Data in this exercise: Begin
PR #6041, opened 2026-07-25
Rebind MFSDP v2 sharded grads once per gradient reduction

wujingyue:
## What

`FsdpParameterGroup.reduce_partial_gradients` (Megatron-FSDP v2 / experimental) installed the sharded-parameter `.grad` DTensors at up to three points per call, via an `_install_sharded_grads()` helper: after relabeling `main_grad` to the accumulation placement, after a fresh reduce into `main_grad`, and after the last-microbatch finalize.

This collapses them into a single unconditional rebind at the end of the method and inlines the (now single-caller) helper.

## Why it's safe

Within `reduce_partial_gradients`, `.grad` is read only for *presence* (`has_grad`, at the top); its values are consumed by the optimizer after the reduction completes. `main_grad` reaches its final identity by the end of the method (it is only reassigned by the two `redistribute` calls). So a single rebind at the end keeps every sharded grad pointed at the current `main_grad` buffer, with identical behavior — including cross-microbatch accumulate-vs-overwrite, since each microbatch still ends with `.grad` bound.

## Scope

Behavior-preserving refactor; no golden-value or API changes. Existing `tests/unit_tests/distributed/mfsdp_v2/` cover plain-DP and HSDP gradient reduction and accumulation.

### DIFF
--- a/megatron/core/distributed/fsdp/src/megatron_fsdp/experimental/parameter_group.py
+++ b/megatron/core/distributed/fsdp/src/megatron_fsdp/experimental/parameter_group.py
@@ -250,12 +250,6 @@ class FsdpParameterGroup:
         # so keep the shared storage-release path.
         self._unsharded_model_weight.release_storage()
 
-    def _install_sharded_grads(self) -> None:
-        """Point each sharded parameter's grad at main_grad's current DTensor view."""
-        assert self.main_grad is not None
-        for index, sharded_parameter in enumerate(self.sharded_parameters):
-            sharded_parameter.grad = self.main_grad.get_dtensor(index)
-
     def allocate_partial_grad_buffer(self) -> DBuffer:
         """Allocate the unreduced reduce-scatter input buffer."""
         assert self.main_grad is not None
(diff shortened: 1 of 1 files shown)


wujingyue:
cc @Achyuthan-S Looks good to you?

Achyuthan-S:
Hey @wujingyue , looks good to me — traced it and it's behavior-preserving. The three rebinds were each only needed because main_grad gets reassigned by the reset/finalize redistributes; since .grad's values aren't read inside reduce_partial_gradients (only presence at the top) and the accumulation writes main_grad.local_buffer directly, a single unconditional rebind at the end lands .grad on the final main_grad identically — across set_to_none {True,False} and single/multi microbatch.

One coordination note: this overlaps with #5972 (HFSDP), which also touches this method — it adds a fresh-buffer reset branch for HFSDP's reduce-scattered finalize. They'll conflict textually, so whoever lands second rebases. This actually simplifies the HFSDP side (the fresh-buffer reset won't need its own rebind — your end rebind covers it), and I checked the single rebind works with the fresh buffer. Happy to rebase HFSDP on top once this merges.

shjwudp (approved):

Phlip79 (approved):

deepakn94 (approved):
Data in this exercise: End
Instructions to follow> Lines holding the word "presence" are the answer; copy each one from the records above.

Answer to the problem>
Within `reduce_partial_gradients`, `.grad` is read only for *presence* (`has_grad`, at the top); its values are consumed by the optimizer after the reduction completes. `main_grad` reaches its final identity by the end of the method (it is only reassigned by the two `redistribute` calls). So a single rebind at the end keeps every sharded grad pointed at the current `main_grad` buffer, with identical behavior — including cross-microbatch accumulate-vs-overwrite, since each microbatch still ends with `.grad` bound.
Hey @wujingyue , looks good to me — traced it and it's behavior-preserving. The three rebinds were each only needed because main_grad gets reassigned by the reset/finalize redistributes; since .grad's values aren't read inside reduce_partial_gradients (only presence at the top) and the accumulation writes main_grad.local_buffer directly, a single unconditional rebind at the end lands .grad on the final main_grad identically — across set_to_none {True,False} and single/multi microbatch.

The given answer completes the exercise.